Слабой рукой больной указал на дверь, через которую его супруга покорно удалилась.
– Я и не хочу ничего слушать, Люк, – сказала она, – но надеюсь, ты ничего не скажешь против тех, кто был так добр и щедр к тебе.
– Я скажу все, что захочу, – свирепо ответил мистер Маркс, – и не собираюсь выслушивать твои советы.
Хозяина «Касл» ничуть не изменили его предсмертные страдания, как бы ни были они скоротечны и жестоки. Быть может, слабый мерцающий свет, столь далекий от его жизни, пытался сейчас пробиться сквозь черную тьму его невежественной души. Возможно, наполовину сердитое, наполовину угрюмое раскаяние вынуждало его делать яростные попытки искупить свою жизнь, такую эгоистичную, пьяную и злобную. Как бы там ни было, он облизнул свои потрескавшиеся губы и, обратив свои запавшие глаза на Роберта Одли, указал ему на стул у кровати.
– Вы поиграли мной, мистер Одли, – начал он вскоре, – вы вытряхнули из меня душу, топтали и швыряли меня по-джентльменски, пока я стал ничто в ваших руках, и вы видели меня насквозь и вывернули меня наизнанку, пока не стали думать, что знаете столько, сколько и я. У меня не было особых причин быть вам благодарным, если бы не пожар в «Касл» той ночью. За это я вам признателен. Вообще-то я не испытываю особой благодарности к господам: они всегда дают мне то, что не нужно – суп, одежду, уголь, но, господи боже мой, они поднимают такой шум вокруг этого, что я готов швырнуть им все это обратно. Но когда джентльмен идет и рискует своей жизнью, чтобы спасти такого пьяного грубияна, как я, самого пьяного изо всех, то этот грубиян чувствует благодарность к нему и хочет сказать, прежде чем умрет (а он видит по лицу врача, что ему недолго осталось), – спасибо вам, сэр, я вам обязан.
Люк Маркс протянул свою левую руку мистеру Одли (правая была обожжена и перевязана).

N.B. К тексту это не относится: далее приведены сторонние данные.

PR #4438, opened 2026-09-10
fix(review): anchor managed-assets continuation to the invoking executable

### LINKED ISSUE #4434: bug(review): managed-assets continuation can invoke a different Gentle AI binary
### Pre-flight Checklist

### 📝 Bug Description

The negotiated `managed_assets_outdated` continuation can invoke a different Gentle AI binary from the one that produced the refusal.

`gentle-pi` intentionally runs its integrity-pinned package-local Gentle AI binary by absolute path. When a newer global `gentle-ai` is first on `PATH`, the provider-owned continuation `gentle-ai sync --agent pi` runs that global binary instead. The global binary records its own embedded managed-asset digest, so the package-local binary remains stale and returns the same continuation indefinitely.

The digest comparison is behaving correctly. The non-converging behavior comes from `managedAssetsContinuation` hard-coding an unqualified executable name while describing the command as the exact runnable recovery.

### 🔄 Steps to Reproduce

1. Install or run `gentle-pi` with its package-local Gentle AI v2.7.0 binary.
2. Put a different Gentle AI build on `PATH`; in the reproduced environment this was `v2.7.1-0.20260910030252-7d3eec9c5c24`.
3. Run `gentle-ai sync --agent pi`, which records the global binary's managed-asset digest.
4. Invoke negotiated review STATUS with the package-local binary:
   `review status --contract gentle-ai.review-integration/v2 --cwd <repo> --projection workspace --agent pi --next-transition`.
5. Observe `next_transition.kind=stop`, `reason_code=managed_assets_outdated`, and continuation `gentle-ai sync --agent pi`.
6. Run that continuation normally through `PATH`, then repeat step 4.

### ✅ Expected Behavior

The provider-owned continuation should invoke the same Gentle AI executable that detected the stale assets, or otherwise carry enough executable identity to guarantee convergence. After running the offered continuation, the same package-local STATUS should advance to `fresh_target_ready`.

### ❌ Actual Behavior

The unqualified continuation resolves through `PATH` to the different global binary. That binary considers its own digest current, while the package-local binary still reports `managed_assets_outdated`. Repeating the offered continuation cannot clear the refusal.

### Gentle AI Version

Package-local provider: v2.7.0; global/PATH sync binary: v2.7.1-0.20260910030252-7d3eec9c5c24

### Operating System

Windows

### AI Agent / Client

Other — Pi through `gentle-pi`

### 📋 Affected Area

CLI (commands, flags)

### 💡 Logs / Error Output

```shell
Package-local .gentle-ai/v2.7.0 STATUS:
  applicability=unrelated
  next_transition.kind=stop
  reason_code=managed_assets_outdated
  continuation.command="gentle-ai sync --agent pi"
  stale_assets=["sha256:fc3394c6d24ae4a8e27c595aa6202ff59c6f860f241c5b3317fdc36b0c172650"]

Global go/bin v2.7.1 pseudo-version STATUS for the same target/projection:
  applicability=unrelated
  next_transition.kind=execute
  reason_code=fresh_target_ready

~/.gentle-ai/state.json:
  installed_binary_version=2.7.1-0.20260910030252-7d3eec9c5c24
  managed_asset_digest=sha256:fc3394c6d24ae4a8e27c595aa6202ff59c6f860f241c5b3317fdc36b0c172650
```

### Additional Context

`internal/cli/review_asset_provenance.go` correctly defines stale as a diagnosed installed/expected digest mismatch. `internal/cli/review_operation_contract.go` constructs the continuation independently of the invoking executable.

`gentle-pi/lib/native-review-cli.ts` deliberately resolves an absolute package-local binary and relays the provider command verbatim, so rewriting the continuation in Pi would violate the provider boundary.

Related issues cover adjacent symptoms but not this executable-identity invariant: #4379, #4271, #3857, #3848, #3299, #4170, and #3049.

Suggested regression: `TestManagedAssetsContinuationUsesInvokingExecutable`, proving that a STATUS/START refusal produced by a package-local binary offers a continuation that targets that same executable even when `PATH` resolves `gentle-ai` to another version.

FranklinF25:
## 🔗 Linked Issue

Closes #4434

---

## 🏷️ PR Type

---

## 📝 Summary

The `managed_assets_outdated` continuation rendered an unqualified `gentle-ai sync --agent <id>` command while describing it as the exact runnable recovery. When a different Gentle AI binary is first on `PATH`, running that continuation executes the `PATH` binary instead, which records its own embedded managed-asset digest, so the binary that produced the refusal keeps refusing: repeating the exact advertised recovery could never converge.

`managedAssetsContinuation` now anchors the command to the binary that diagnosed the skew, resolved through `os.Executable()`:

- The executable token is quoted (with `\"` escapes) only when the path contains whitespace or a double quote, so the command stays literally runnable in POSIX shells, cmd.exe, and PowerShell alike.
- When the executable cannot be resolved, the historical bare `gentle-ai sync` form is kept rather than guessing a path that cannot be proven.
- After running the offered continuation, the same invoking binary's STATUS advances to `fresh_target_ready` — the convergence invariant the issue names.

---

## 📂 Changes

| `internal/cli/review_operation_contract.go` | `managedAssetsContinuation` anchors to the invoking executable; new `reviewManagedAssetsExecutablePath` var, `managedAssetsExecutableToken`, `managedAssetsContinuationExecutable` helpers; failure `Validate()` now enforces the widened command shape via `validManagedAssetsContinuationCommand` |
| `internal/cli/review_asset_provenance_test.go` | New regression `TestManagedAssetsContinuationUsesInvokingExecutable` (quoting table + end-to-end STATUS proof against the published schema); the two envelope assertions now derive the expected command from the invoking executable |
| `contracts/review-integration/v2/schemas/failure.schema.json` | `managed_assets_continuation.command` pattern widened to admit the bare `gentle-ai` fallback or an invoking-executable path (quoted when it contains whitespace); every previously valid envelope still validates |
| `docs/review-integration.md` | `managed_assets_outdated` row now states the continuation is anchored to the executable that reported the stale assets |

---

## 🤖 AI Assistance

Select exactly one option. Do not check both options.

**Tool/model (if known):** Pi coding agent (el Gentleman harness) driving GLM-5.3

**Material scope:** Root-cause analysis from the issue report, implementation of the executable-anchored continuation, schema pattern widening, regression and envelope test updates, docs row update.

**Verification performed:** RED→GREEN demonstration of the regression test; focused local runs of the managed-assets and full `Review`-filtered suites in `internal/cli` (93s) and `internal/reviewtransaction` (100s); `go run ./internal/gofmtcheck`; `go build ./...`; schema regex case matrix (back-compat + new forms + rejection of malformed commands). All final verification completed locally: E2E Docker suite passed on all three platforms (ubuntu, arch, fedora — 3/3, 79 pass / 0 fail); remaining authority (fork CI) still runs on the PR.

---

## 🧪 Test Plan

**Unit Tests**
```bash
go test ./...
```

**Go Format**
```bash
go run ./internal/gofmtcheck
```

**E2E Tests** (Docker required)
```bash
cd e2e && ./docker-test.sh
```

**Benchmark Validation**

N/A — no benchmark implementation, corpus, classifier, or claim changed; this fix only alters the executable token rendered inside the existing managed-assets continuation contract.

- [x] E2E tests pass (`cd e2e && ./docker-test.sh`) — ran locally: 3/3 platforms PASSED (ubuntu, arch, fedora)
- [x] Manually tested locally (RED→GREEN: before the fix the STATUS stop offered `gentle-ai sync --agent opencode`; after it, the command is rooted at the binary that produced the refusal)

---

## ✅ Contributor Checklist

- [x] PR stays within 400 changed lines, or I have requested/obtained maintainer-applied `size:exception` with rationale documented (181 changed lines)
- [ ] I have added the appropriate `type:*` label to this PR — external contributors cannot apply labels; requesting `type:bug` from a maintainer
- [x] Unit tests pass (`go test ./...`) — focused local suites green, full suite via CI
- [x] E2E tests pass (`cd e2e && ./docker-test.sh`)
- [x] Benchmark validation completed, or this change is not applicable to the benchmark (explain why in the Test Plan).
- [x] I have updated documentation if necessary
- [x] I selected exactly one AI-assistance option and, if material assistance was used, completed all applicable declaration fields

---

## Pending repository workflow actions

Actions that require maintainer authority, recorded per the current API state:

- [ ] `type:bug` label — external contributors cannot apply PR labels
- [ ] Fork workflow approval — CI and PR Validation runs sit in `action_required` awaiting a maintainer (runs 34488929384 / 34488929531)
- [ ] `size:exception` — the PR is 486 changed lines against the 400 budget. Rationale: the delta over budget is review-driven growth, not scope creep — the fix itself is ~180 lines; the rest is the regression depth five CodeRabbit rounds and two reproduced merge-blocking compatibility gaps (review feedback) demanded: real-shell execution of the printed continuation, subprocess stand-in dispatch, quoting round-trips, and the bench j93 anchored-token validation. Splitting the regression out of the fix would leave the issue's suggested regression (`TestManagedAssetsContinuationUsesInvokingExecutable`) unmerged with the fix it proves.

---

## 💬 Notes for Reviewers

Could a maintainer add the `type:bug` label so the label check can pass? (External contributors cannot apply labels.)

For production Go changes in `internal/cli`, `internal/reviewtransaction`, or `internal/sddstatus`:

- [x] Identify any qualifying security, integrity, admission, repair, or governance guard and challenge its legitimate input population against real-world evidence. — The one touched guard is the `managed_assets_continuation` shape check inside failure `Validate()` (a `refusal:by-design world-action` declaration). Its population is exactly the two refusal producers (`reviewManagedAssetsStopTransition` for STATUS, `authorizeReviewStart` for START); both were re-exercised end-to-end by the regression test. No other guard's input population changed.
- [x] Confirm its `guard:population` direction and claim are adjacent and accurate, and that `.guard-population-baseline.txt` changed only when the guard contract intentionally changed. — The declaration count is unchanged and `GuardPopulation` tests pass; `.guard-population-baseline.txt` is untouched because the guard's contract (exactly one executable-anchored sync command) did not change in kind, only in admitted executable form.
- [x] Do not treat a passing declaration/registry check as proof that no qualifying guard was omitted or that the population claim is semantically complete. — The schema-exercising test (`TestManagedAssetsContinuationSchemaRuleIsExercised`) additionally validates real produced envelopes against the published schemas in both directions.

## Summary by CodeRabbit

- **Bug Fixes**
  - Recovery commands for stale managed assets now use the executable that reported the issue, avoiding conflicts with other installed versions.
  - Executable paths containing spaces are handled correctly across supported shells, including Windows Command Prompt and PowerShell.
  - Continuation commands now receive stricter validation, including executable identity, optional agent settings, multiline input, and malformed status transitions.

- **Documentation**
  - Updated recovery command guidance to reflect executable-specific synchronization commands and shell-specific quoting requirements.


FranklinF25:
Thanks @coderabbitai — both findings read, verified against the code, and addressed in b4eced86. One fixed, one kept with reasoning.

## Finding 1 (shell-dependent quoting) — fixed

The continuation now uses one exact platform-specific encoding, chosen by the invoking binary's `runtime.GOOS`:

- POSIX platforms quote with **single quotes**, the only form no POSIX shell expands (`$` and backticks expand even inside double quotes). An embedded single quote uses the standard close/escape/reopen idiom (`'\''`).
- Windows keeps **double quotes**: cmd.exe does not treat single quotes as command syntax, and both cmd.exe and PowerShell accept double quotes.
- A path over the conservative safe class `[A-Za-z0-9/._+=@:,-]+` stays bare. An allowlist, not a blacklist: safety never depends on enumerating every shell's metacharacter set.

I took the second option you offered ("implement and declare one exact platform-specific shell encoding") rather than the structured `executable` + `arguments` representation: publishing a new contract shape changes what `gentle-pi` relays verbatim today, and that coordination belongs to maintainers as a deliberate follow-up, not inside a bugfix.

I also made the published schema itself enforce the safe form: the `managed_assets_continuation` `command` pattern now shares the same safe class as its bare-token grammar, so `/opt/$HOME/gentle-ai sync` unquoted is schema-invalid rather than merely renderer-avoided. `Validate()` enforces the identical regex in-process, and the regression table covers every quoting form plus that negative case (`/opt/o'brien/gentle-ai` renders as `'/opt/o'\''brien/gentle-ai'`).

## Finding 2 (bare fallback recreates PATH ambiguity) — kept, deliberately

1. The published contract mandates a continuation for `managed_assets_outdated`: failure.schema.json's if/then requires it in both directions, and `Validate()` refuses its absence. Emitting a non-runnable recovery is a coordinated schema + validator + producer change.
2. The alternative resolution ladder (`exec.LookPath(os.Args[0])`) would resolve through PATH, which can return the *other* binary. A false identity claim is strictly worse than an honest unqualified name: the failure mode you describe requires `os.Executable()` to fail, which does not happen on any supported platform (Linux `/proc/self/exe`, Windows `GetModuleFileName`, macOS `_NSGetExecutablePath`). The fallback is a documented degradation to pre-fix behavior in a state normal execution cannot reach.
3. If maintainers prefer a verified-identity or non-runnable-recovery contract, I'm glad to do that as a follow-up. It touches the schema, `Validate()`, and every consumer, so it shouldn't ride silently inside this bugfix.

## Verification after the change

Focused managed-assets suite, the full `Review`-filtered `internal/cli` suite, `go run ./internal/gofmtcheck`, `go build ./...`, and the Docker E2E matrix (ubuntu, arch, fedora: 3/3) all pass locally on b4eced86.

FranklinF25:
Follow-up finding (integration regression for convergence) addressed in d3fee668.

The end-to-end section of `TestManagedAssetsContinuationUsesInvokingExecutable` now executes the advertised continuation — the sync this very binary performs for `gentle-ai sync --agent opencode`, via `RunSyncWithSelection` against the same home — and asserts that the next STATUS from the same binary returns `execute` / `fresh_target_ready` instead of the refusal. That is the exact convergence invariant the issue names, previously covered only by the `recordManagedAssetDigest` shortcut in the older STATUS test.

Verified locally: managed-assets cluster, the full `Review`-filtered `internal/cli` suite, `gofmtcheck`, and `go build ./...` all green on d3fee668 (production code unchanged since the last full Docker E2E run on b4eced86).

FranklinF25:
Round 3 finding (execute the emitted continuation) addressed in bd46c3f4.

The convergence step no longer calls `RunSyncWithSelection` in-process. The regression now executes the emitted command line end to end:

- The rendered command is split into argv with an independent splitter that honors both quoting forms the renderer may emit (POSIX single quotes, Windows double quotes) by unquoting, not by shelling out.
- The executable token must equal the invoking (test) binary, so a continuation aimed at any other executable fails the regression before it runs.
- The process is re-executed as a subprocess under a `TestMain` stand-in guard that routes the CLI arguments through the same verb dispatch and flag parsing `app.RunArgs` performs for `sync` (the exact `cli.RunSync(args[1:])` hop; `internal/app` cannot be imported from this package's tests without a cycle, so the guard replicates that one routing line and rejects anything else).
- The captured test-home environment is inherited, so the sync records this binary's own digest, and the next STATUS from the same binary must return `execute` / `fresh_target_ready`.

This covers the full chain the finding names: executable startup, CLI dispatch, argument parsing, and convergence. A broken executable-anchored continuation can no longer pass: a bare `gentle-ai` token fails the argv identity check, and a wrong-binary token would record the wrong digest and leave STATUS refused.

Verified locally on bd46c3f4: managed-assets cluster, the full `Review`-filtered `internal/cli` suite, `gofmtcheck`, `go vet ./internal/cli/`, and `go build ./...`. Production code is unchanged since the full Docker E2E run (ubuntu, arch, fedora: 3/3) on b4eced86.

FranklinF25:
Splitter finding addressed in 00e306a2 — verified valid before fixing.

The splitter indeed mishandled the splice: for `/opt/o'brien/gentle-ai` the renderer emits `'/opt/o'\''brien/gentle-ai'`, and the old decoder wrote the splice's backslash literally and lost the apostrophe, producing argv[0] = `/opt/o\brien/gentle-ai`.

The splitter now decodes both escape forms:

- Outside any quote, a backslash escapes the next character — exactly the splice the renderer emits between single-quoted spans for an embedded apostrophe.
- Inside double quotes, a backslash escapes only a double quote or another backslash (the Windows form the renderer emits); anything else stays literal, matching POSIX double-quote semantics.

Per the finding's request, a round-trip table now asserts renderer-then-splitter identity for every quoting form — safe bare path, `$`-expansion path, embedded-apostrophe path, and Windows path with spaces — so the argv for the apostrophe fixture provably contains the original executable path. Verified locally: the regression (now 9 subtests), the managed-assets cluster, the full `Review`-filtered `internal/cli` suite, `gofmtcheck`, `go vet`, and `go build ./...` all green.

FranklinF25:
UNC backslash finding addressed in 9a0391f6 — verified valid before fixing.

The v2 splitter decoded `\\` inside double quotes, so a UNC lead (`\\server\share\gentle-ai.exe`) collapsed to a single separator and argv[0] stopped naming the executable.

The splitter now decodes only backslash-quote sequences in both contexts:

- Outside any quote, a backslash escapes the next quote character only — the POSIX splice for an embedded apostrophe. A backslash before anything else stays literal.
- Inside double quotes, a backslash escapes only a double quote — the Windows form the renderer emits. Path separators and doubled UNC leads survive intact.

The round-trip table grows accordingly: a POSIX path containing backslashes, a quoted UNC path with spaces, and a quoted UNC path without spaces, each asserting renderer-then-splitter argv[0] identity. The regression now runs 13 subtests; managed-assets cluster, the full `Review`-filtered `internal/cli` suite, `gofmtcheck`, `go vet`, and `go build ./...` all green locally.

microonline:
Thanks for taking this. I reproduced two merge-blocking compatibility gaps on the current PR head (`9a0391f`):

1. The new Windows regression test fails as committed:
   ```text
   go test ./internal/cli -run '^TestManagedAssetsContinuationUsesInvokingExecutable$' -count=1
   STATUS continuation command = "\"C:\\...\\cli.test.exe\" sync ..."
   want "C:\\...\\cli.test.exe sync ..."
   ```
   Production quotes every ordinary Windows path because backslashes fall outside the bare allowlist, while the independent expectation only quotes paths containing whitespace or shell metacharacters. More importantly, PowerShell's parser rejects `"C:\Program Files\Gentle AI\gentle-ai.exe" sync --agent pi`; it requires the call operator, `& "..." sync ...`. The `exec.Command` test bypasses shell parsing, so it cannot prove the documented "literally runnable" command on PowerShell.

2. The existing driven journey also fails:
   ```text
   cd bench && go run . run --binary <pr-binary> \
     --only j93-stale-managed-assets-start-is-not-unknown
   ```
   `j93` rejects the absolute executable because `staleManagedAssetsStatusIsNotUnknown` still requires the `gentle-ai sync` prefix, and `printedCommandArguments` requires the first token to equal `gentle-ai`.

Could you make the Windows continuation runnable in the operator's shell and update `j93` to execute and validate the anchored executable token? That would preserve the fix's convergence claim without bypassing the two real consumer boundaries.

FranklinF25:
Both reproduced gaps are closed in a1e11cca (plus 4e47e444 cleaning up after myself — details below). Thank you for reproducing them against the head instead of eyeballing the diff; both failure modes were real.

## Gap 1: Windows expectation divergence + PowerShell claim

The independent expectation quoted only whitespace/metacharacter paths while production quotes every path outside the safe bare class, so backslash-heavy Windows paths diverged exactly as you showed. The helper now mirrors the allowlist semantics with its own byte scan (`bare` iff every byte is in the safe class), so `C:\...\cli.test.exe` is expected quoted on Windows and bare stays bare.

On PowerShell: you are right, and the claim was wrong. There is no quoting form that is paste-and-run in both cmd.exe and PowerShell (the call operator `&` that PowerShell needs is a command separator in cmd.exe), so the honest fix was to narrow the contract rather than fake a universal one:

- The renderer comment now states the quoted Windows form is the cmd.exe contract, with the PowerShell call-operator caveat spelled out; bare tokens are unaffected in every shell.
- The docs row carries the same caveat.
- The regression no longer *decodes* the printed command and calls it proven: on POSIX it runs the exact printed line through a real `sh -c`, so paste-and-run is proven where a shell can prove it. On Windows the argv dispatch still exercises startup, CLI dispatch, and flag parsing, with the boundary documented in the test — that is the honest limit of what an in-process test can claim there.

## Gap 2: driven j93

j93's prefix assertion and `printedCommandArguments`' first-token rule are replaced by `anchoredContinuationArguments`: the printed continuation is split with the same splitter, its verb must be `sync`, and its first token must equal the driven binary itself (symlink-tolerant via `filepath.EvalSymlinks`, since the runner resolves `--binary` absolutely). The sync arguments then execute through that same driven binary, which turns the anchoring into a driven-corpus proof rather than a rendered-string one.

Verified exactly as you ran it: `go run . run --binary <pr-binary> --only j93-stale-managed-assets-start-is-not-unknown` → `completed`, 3 commands (STATUS stop → anchored sync → STATUS `fresh_target_ready`), 0 blocks. Also green: `go test ./...` in the bench module, the managed-assets cluster, the full `Review`-filtered `internal/cli` suite, `gofmtcheck`, and `go build ./...`.

## One accident, disclosed

My j93 verification wrote its single-journey output over the tracked full-corpus `bench/results.json` (that is the 12k-line delete in a1e11cca). 4e47e444 restores the 64-journey corpus byte-identical to base — the net diff on that file is zero.

The PR now sits at 486 changed lines against the 400 budget (review-driven growth, mostly regression depth); I have requested `size:exception` with that rationale in the Pending repository workflow actions section for a maintainer to weigh.

dnlrsls:
Good direction. I independently reproduced #4434 and exercised the same behavior through STATUS and driven j93. Three boundary cases are worth tightening before merge:

- Reject `\r` and `\n` in any executable identity before quoting. The current quoted grammar can otherwise admit a multiline command.
- The unresolved `os.Executable()` fallback concern is real. A bounded fallback can accept `os.Args[0]` only when it is absolute and line-break-free. If no verified identity remains, the continuation should not describe bare `gentle-ai` as exact.
- Use the same strict continuation validator for both FAILURE and STATUS so their accepted command shapes cannot drift.

I verified these cases locally with Windows spaced paths, POSIX quoting, malformed-command rejection, and the j93 continuation execution. Happy to share the focused cases if useful.

dnlrsls:
@coderabbitai resume

dnlrsls:
Addressed the multiline-parser concern in `31829191`: `anchoredContinuationArguments` now rejects CR/LF before tokenization, with focused LF and CR regression cases.

I am keeping the driven benchmark strict about the executable token rather than accepting bare `gentle-ai`. Journey `j93` specifically guards the #4434 invariant that the emitted continuation names the diagnosing binary; accepting a bare PATH-resolved token there would allow the original regression to pass. The last-resort bare fallback remains intentional in production and is already covered by injected unit cases where neither `os.Executable()` nor an absolute `argv[0]` can provide an identity.

microonline:
Rechecked `31829191` on Windows. Both reported gaps are resolved: the focused continuation regression passes, and driven `j93` completes with 1 completed / 0 failed, proving stale-assets refusal → anchored sync → `fresh_target_ready`. `gofmtcheck` also passes. Thanks for addressing both findings.

dnlrsls:
@coderabbitai resume

dnlrsls:
@coderabbitai full review

decode2:
This PR merged while our independent review of head 6c151c93 was completing. Recording the outstanding findings for post-merge follow-up rather than submitting a changes-requested review on a closed PR:

- The Windows display command quotes the executable but omits the PowerShell invocation operator. cmd.exe also expands percent-delimited environment variables inside quoted paths. Tests using exec.Command bypass these shell semantics, so they do not demonstrate that the emitted command is literally runnable in those shells.
- managedAssetsExecutablePath still falls back to bare gentle-ai when executable identity cannot be obtained. That can reintroduce the wrong-PATH-binary recovery loop from #4434; documentation must not claim unconditional executable identity.
- Benchmark command parsing applies POSIX double-quote escape rules to Windows UNC paths, so it can reject an otherwise valid anchored path. Please cover UNC and actual shell interpretation, not only direct process invocation.

The same-binary recovery direction remains correct. Focused CLI and benchmark tests passed with the patch on audited main 22159d20, but no native Windows shell execution or driven j93 was performed. Structured executable/arguments may be an option, not an approved contract migration: evaluate compatibility before changing the published schema. These are follow-up findings, not a request to revert the product direction.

Молодой человек обеими руками взял эту грубую ладонь и сердечно ее пожал.
– Мне не нужно благодарности, Люк Маркс, – сказал он, – я был рад оказать вам услугу.
Мистер Маркс ничего не ответил. Он спокойно лежал, задумчиво глядя на мистера Одли.
– Вы были так странно привязаны к этому джентльмену, что исчез в Корте, сэр, не так ли? – промолвил он наконец.
Роберт встрепенулся при упоминании своего убитого друга.
– Вы были странно привязаны к этому мистеру Толбойсу, как я слышал, сэр, – повторил Люк.
– Да-да, – ответил Роберт в нетерпении. – Это мой лучший друг.
– Я слышал, слуги в Корте говорили, как вы переживали, что не могли найти его. Хозяин гостиницы «Солнце» говорил, как вы были встревожены. «Если бы они были братья, – сказал он, имея вас в виду, – то не могли бы волноваться больше, потеряв друг друга».
– Да, да, я знаю, знаю, – поспешно сказал Роберт. – Ради бога, не говорите об этом. Не могу сказать, как сильно меня это мучит.
Неужели вечно его будет преследовать призрак непохороненного друга? Он пришел, чтобы утешить больного, но даже здесь за ним неотступно шла неумолимая тень, даже здесь ему напоминали о тайном преступлении, омрачившем его жизнь.
– Послушайте меня, Маркс, – серьезно сказал он. – Поверьте, я принимаю ваши слова благодарности, и я очень рад оказать вам услугу. Но прежде чем вы продолжите, разрешите обратиться к вам с просьбой. Если вы послали за мной, чтобы рассказать о том, что случилось с моим другом, умоляю не затрудняться. Вы не можете сообщить мне ничего, чего бы я уже не знал. Самое худшее, что вы можете сказать о женщине, бывшей однажды в вашей власти, уже известно мне от нее самой. Ради бога, не говорите ничего, вы не можете сказать ничего, чего бы я уже не знал.